WASHINGTON (BP)–Kadi Coe was almost midway through her pregnancy when she received the news her baby was diagnosed with Down syndrome.
“When my husband and I first found out the news, we were devastated,” Coe said, fighting back tears as she spoke on the phone from her Michigan home. “It felt like someone had died … and we really struggled. I was 29 years old at the time, and I didn’t think young women could have children with Down syndrome at that age.”
The diagnosis was finalized after Coe received results from an amniocentesis test, a prenatal test designed to find conditions such as Down syndrome, which normally results when a person has three copies, rather than two, of chromosome 21.
Coe, whose daughter turned 1 year old in November, represents thousands of women who experience pain and grief upon receiving diagnoses of Down syndrome or other conditions for their children.
Thankfully, Coe’s physician provided encouragement during her pregnancy, but many advocacy organizations believe doctors oftentimes deliver the diagnosis as “bad news” to parents instead of supporting mothers to follow through with their pregnancies.
The organizations see a great need for doctors to offer more accurate and complete information to parents whose children have been diagnosed with Down syndrome or other conditions. Down syndrome, for instance, typically is marked by mental and physical impairments, but people with the condition have a wide range of abilities.
Often, a doctor’s delivery of the “bad news” results in parents making a lethal choice for their baby; an estimated 90 percent of children diagnosed with Down syndrome are aborted. That abortion rate holds for unborn babies diagnosed with spina bifida, cystic fibrosis and dwarfism, according to the office of Sen. Sam Brownback, R.-Kan.
Brownback, a pro-life leader in Congress, addressed the problem by sponsoring a bill that was signed into law Oct. 8 by President Bush.
The Prenatally and Postnatally Diagnosed Conditions Awareness Act requires parents who receive a diagnosis of Down syndrome or another disability to be provided the latest information regarding the condition and be informed of support services available. The law also establishes a registry of families willing to adopt children with special needs.

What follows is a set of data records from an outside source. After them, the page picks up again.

PR #470, opened 2016-12-20
Update PropertyWrapper to be thread safe.

pkwarren:
Update the callbacks collection in PropertyWrapper to be thread safe
(similar to DynamicProperty). Remove runnable entries from callbacks
collection after removing from DynamicProperty.

### DIFF
--- a/archaius-core/src/main/java/com/netflix/config/PropertyWrapper.java
+++ b/archaius-core/src/main/java/com/netflix/config/PropertyWrapper.java
@@ -15,10 +15,11 @@
  */
 package com.netflix.config;
 
+import java.util.HashSet;
 import java.util.IdentityHashMap;
-import java.util.List;
+import java.util.Set;
+import java.util.concurrent.CopyOnWriteArraySet;
 
-import com.google.common.collect.Lists;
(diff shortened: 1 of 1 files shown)


archaius-core/src/main/java/com/netflix/config/PropertyWrapper.java
```diff
@@ -158,9 +159,11 @@ public void addCallback(Runnable callback) {
      */
     @Override
     public void removeAllCallbacks() {
-        for (Runnable callback: callbackList) {
+        final Set<Runnable> callbacksToRemove = new HashSet<Runnable>(callbacks);
+        for (Runnable callback : callbacksToRemove) {
             prop.removeCallback(callback);
         }
+        callbacks.removeAll(callbacksToRemove);
```
howardyuan: Why not calling callbacks.clear() here?

pkwarren: Since other threads could add new callbacks while `removeAllCallbacks` is processing, this is just extra protection to prevent removing callbacks from the set that haven't had `removeCallback(Runnable)` called on them.

Issue #426, opened 2016-07-07
Archaius 2 should have its own pluggable logging


agentgt:
One of the reasons why my company has not switched over to Archaius 2 is that Archaius 2 core uses SLF4J (we have our own internal config library that [I need to finish open sourcing](https://github.com/agentgt/configfacade)).

The inherent problem of using SLF4J in a configuration library is that you now really can't use the library to configure any logging. The static binding nature of SLF4J further exacerbates this. Of course one solution would be to reinitialize the logging framework as a sort of two phase approach but this is not ideal particularly since even modern logging frameworks (e.g. logback) have issues at times with reinitialization. 

It would be ideal if Archaius 2 allowed a simple SPI for plugging in custom logging (perhaps through the Service Loader mechanism). I know this sort of defeats the purpose of SLF4J but this library is sort of a fringe case and I think configuration bootup should happen before logging framework initialization.

gorzell:
I am not sure I am understanding the issue here.  Do you have a use case where you would like to swap out the actual logging binding at runtime based on configuration information?  If so what does that look like?

Otherwise it seems like having logging in the core is pretty valuable.

agentgt:
Not the logging binding but the configuration. For example lets say you are publishing messages to Kafka or RabbitMQ you need the configuration of that server information. 

In some cases we use LogBack and some cases we use legacy Log4J. The most reliable way to configure both of these is through System Properties. Consequently when are app boots up it loads properties and will set some System Properties **before anything else gets loaded**. And this isn't just for logging as some legacy libraries use System Properties (this is because there isn't  a standard way to get configuration like there is for logging (e.g. SLF4J or java.util.logging).

SLF4J offers no way to intercept the binding. It is static and allows no hooks. I have ranted about this annoyance for some time (http://mailman.qos.ch/pipermail/logback-user/2016-June/004781.html).

Regardless even if SLF4J did support interception there are many high performance libraries and applications that prefer not do any initialization of logging *but still would like some way to do configuration* (otherwise we are back to System.properties).

agentgt:
Also Typesafe config does zero logging so clearly a configuration framework can be written with out needing logging.

PR #476, opened 2017-01-25
Add pluggable logging for #426 v2

agentgt:
See original issue. I'm of the high opinion that at least core configuration should not require logging otherwise you can't configure logging!!!

This change adds a private logging facade for archaius. I have set the default to NoOp but one could easily write a SLF4J and have it be the default. We could also use the ServiceLoader mechanism to load up a default logging implementation (I actually helped @mattrjacobs setup something similar for Hystrix plugins).

Of course the possibly simpler and perhaps better option is to not do any logging in `archaius2-core` and fail fast and configuration to ignore errors... etc.

Ignore the checked in pom file (I needed it because I'm mirroring in a corp environment with mercurial as a forked version and I can't edit the commit... yet). I will squash/edit the commit and remove it if there is interest in this addition.


agentgt:
I figured out a simpler way that requires less code if you want to get the dependency to SLF4j:

```java
package com.netflix.archaius.api.log;

import java.util.ServiceLoader;

import org.slf4j.ILoggerFactory;
import org.slf4j.Logger;
import org.slf4j.helpers.NOPLoggerFactory;

public interface LoggerService {
	
	public static class InternalLoggerFactory {

		/*
		 * Simply prefix Internal in front of LoggerFactory:
		 * So instead of:
		 * Logger logger = LoggerFactory.getLogger(MyClass.class);
		 * It should be:
		 * Logger logger = InternalLoggerFactory.getLogger(MyClass.class);
		 */
		public static Logger getLogger(Class<?> clazz) {
			return getILoggerFactory().getLogger(clazz.getName());
		}
		
		public static ILoggerFactory getILoggerFactory() {
			return LazyHolder.INSTANCE;
		}
		
	    //We should not load unless we are requested to. This avoids accidental initialization. @agentgt
	    //See https://en.wikipedia.org/wiki/Initialization-on-demand_holder_idiom
		private static class LazyHolder { 
			private static final ILoggerFactory INSTANCE = InternalLoggerFactory.createFactory();
		}
		
		private static ILoggerFactory createFactory() {
			/*
			 * You could also use a system property or static variable for resolution as well.
			 * The following looks for a file located here:
			 *  /META-INF/services/LoggerService.getPackage().getName()
			 * With the name of the class as a single line that implements LoggerService.
			 */
			ServiceLoader<LoggerService> loader = ServiceLoader.load(LoggerService.class);
			for (LoggerService ls : loader) {
				return ls.createLoggerFactory();
			}
			return new NOPLoggerFactory();
		}

	}
	
	public ILoggerFactory createLoggerFactory();

}
```

PR #481, opened 2017-04-03
Fix wiki link in README

positron:
It won't render correctly with the space between the `]` and `(`.


rgallardo-netflix:

Issue #491, opened 2017-06-15
ConfigProxyFactory support @DefaultValue for Collections


quidryan:
Reference: https://github.com/Netflix/archaius/blob/2.x/archaius2-core/src/main/java/com/netflix/archaius/ConfigProxyFactory.java#L229

ConfigProxyFactory will throw an exception if a @DefaultValue is is provided for a Collection. Having the DefaultValue be a String makes it operationally easier to copy and modify in live systems. While I appreciate the default implementation on the interface, @DefaultValue is a nice standardization.

CC @elandau

PR #492, opened 2017-06-15
Honor default methods for collections

elandau:
Fix default methods for collection types not being called for ConfigProxyFactory


twicksell:
#491

PR #493, opened 2017-06-15
Immutable state

elandau:
- Introduce a simpler PropertySource API
- Improve thread safety by using immutable datasets to track composite configurations.
- Introduce a functional paradigm to iterate properties thereby improving consistency and thread safety


archaius2-api/src/main/java/com/netflix/archaius/api/PropertySource.java
```diff
@@ -0,0 +1,31 @@
...
+     * Get the raw property value.  No interpolation or other modification is done to the property.
+     * @param key
+     */
+    default Optional<Object> getProperty(String key) { return Optional.empty(); }
+
+    /**
+     * Mechanism for consuming all properties of the PropertySource
+     * @param consumer
+     */
+    default void forEachProperty(BiConsumer<String, Object> consumer) {}
```
twicksell: Do we absolutely need this here? It doesn't match up with the Spring one, so just questioning if it really needs to be here or if its good enough on Config or some other sub-interface

elandau: Yes, we do.  This is used heavily in archaius to merge property sources and provides thread safety guarantees instead of having to externally lock getKeys() and call getProperty() when iterating a PropertySource.

PR #496, opened 2017-06-20
Build archaius-scala properly and support Scala 2.12

mmlac:
- Upgraded Gradle to 3.5 (can't build with <= 2.4)
- Updated Netflix Dependencies to latest version to support Gradle 3.5
- Added 2.11 & 2.12 build step with proper Scala naming of library
- Disabled JavaDoc linting tasks that is enabled by default on Java8
- Upgraded scalatest to 3.0.2 and adapted tests


mmlac-bv:
Pinging @gorzell @elandau. Any feedback or can you merge this? 
Scala 2.12 is out for 10 months now and archaius-scala doesn't work on it in it's current state.

smanikim:
@mfulgo do we have plans to merge this

mfulgo:
@smanikim - I'm not sure. Maybe try bringing it to the attention of a maintainer.

smanikim:
thanks @mfulgo 
@elandau @gorzell  do we have plans to merge this

Lexer11l:
Hi there,
We also use the library in our project. We started migration to scala 2.12 and get binary incompatibility.
@Landau @gorzell @qiangdavidliu is there any chance to get it merged and released? We would really appreciate that.

archaius-scala/src/main/scala/com/netflix/config/scala/ChainedBooleanProperty.scala
```diff
@@ -25,9 +25,12 @@ class ChainedBooleanProperty(
 extends ChainedProperty[Boolean]
 {
 
-  def this(prefix: Option[String], name: String, suffix: Option[String], default: Boolean, callback: Option[() => Unit] = None) = {
+  def this(prefix: Option[String], name: String, suffix: Option[String], default: Boolean, callback: Option[() => Unit]) = {
     this(ChainMakers.fanPropertyName(prefix, name, suffix), default, callback)
   }
+  def this(prefix: Option[String], name: String, suffix: Option[String], default: Boolean) = {
```
gorzell: **Question:** Why all of the additional signatures here? It's been a long while since I have written any Scala, did something change in more recent versions that makes this necessary?

.gitignore
```diff
@@ -47,6 +47,9 @@ Thumbs.db
 */target
 /build
 */build
+*/build_2.10
```
gorzell: **Nit:** I think that at least for the moment this is extraneous?

mmlac:
@gorzell Thanks for the review. I honestly don't remember exactly why I made these changes 2.5 years ago. The changes to the .gitignore are because of cross-builds. 2.10 and 2.11 can probably be skipped from building today entirely.
For the signature, I think I just wanted to eliminate the double defaulting of the callback, once in the definition of the class and then in the overridden this, so I just made it two different constructors. Purely stylistic change if I remember correctly and can be ignored if desired.

rgallardo-netflix:
Closed because 1.x is no longer maintained and 2.x does not have scala bindings.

“All too often, the road to abortion is paved with negative words of medical providers who sell it as the ‘compassionate’ choice,” said Marjorie Dannenfelser, president of the pro-life Susan B. Anthony List, in a written statement. “There is nothing compassionate about eliminating entire categories of human beings…. The transforming effect of children with special needs is what this culture needs more of — not less.”
Pro-life advocates hope Brownback’s measure will reduce the abortion rate for children diagnosed with Down syndrome and other conditions.
David Tolleson, executive director of the National Down Syndrome Congress, said he hopes doctors will choose to share more information with their patients as it becomes available.
“As far as the termination rate, we never know what goes into a woman’s decision related to that,” Tolleson told Baptist Press. “What we do know by studies is that doctors traditionally do a poor job delivering a diagnosis. Our point of view is mothers need to have all the information so that whatever decision they make will be an informed decision and not the doctor’s prejudices.”
Some advocacy organizations already are trying to educate doctors on what can be a life-or-death issue.
Families Exploring Down Syndrome (FEDS) supplies medical professionals with photos and information about the conditions of people with Down syndrome. FEDS encourages doctors to learn more about the capabilities of special needs children.
Lucy Talbot, president of FEDS, does not believe abortion is the answer for babies diagnosed with disabilities. If doctors could see the capabilities of these children, it would change the way they present the diagnoses to families, she said.
“A physician’s attitude can make all the difference in the world,” Talbot said. “If [doctors] are doom and gloom and tell parents their child will be nothing, their hopes will be shattered. The more information they give out, the better it will be for everybody.”
In 2003, the National Down Syndrome Society developed the Changing Lives Program in order to educate medical professionals on the clinical and developmental needs of people with Down syndrome.
The program also supplies materials to expectant parents, prepares professionals to deliver diagnoses to families and provides families with both local and national resources.
Martha Ostendarp, early matters coordinator for the Down Syndrome Association of Greater Cincinnati, works directly with parents who decide to follow through with their pregnancies. Ostendarp is also the grandmother of a 5-year-old boy with Down syndrome.
“When I walk into [my grandson’s] house, he announces me, saying, ‘Grandma’s here,'” Ostendarp said. “He makes you feel good about yourself. That’s the best thing I can summarize about a child with Down syndrome.”
Elizabeth Wood is an intern with the Washington bureau of Baptist Press.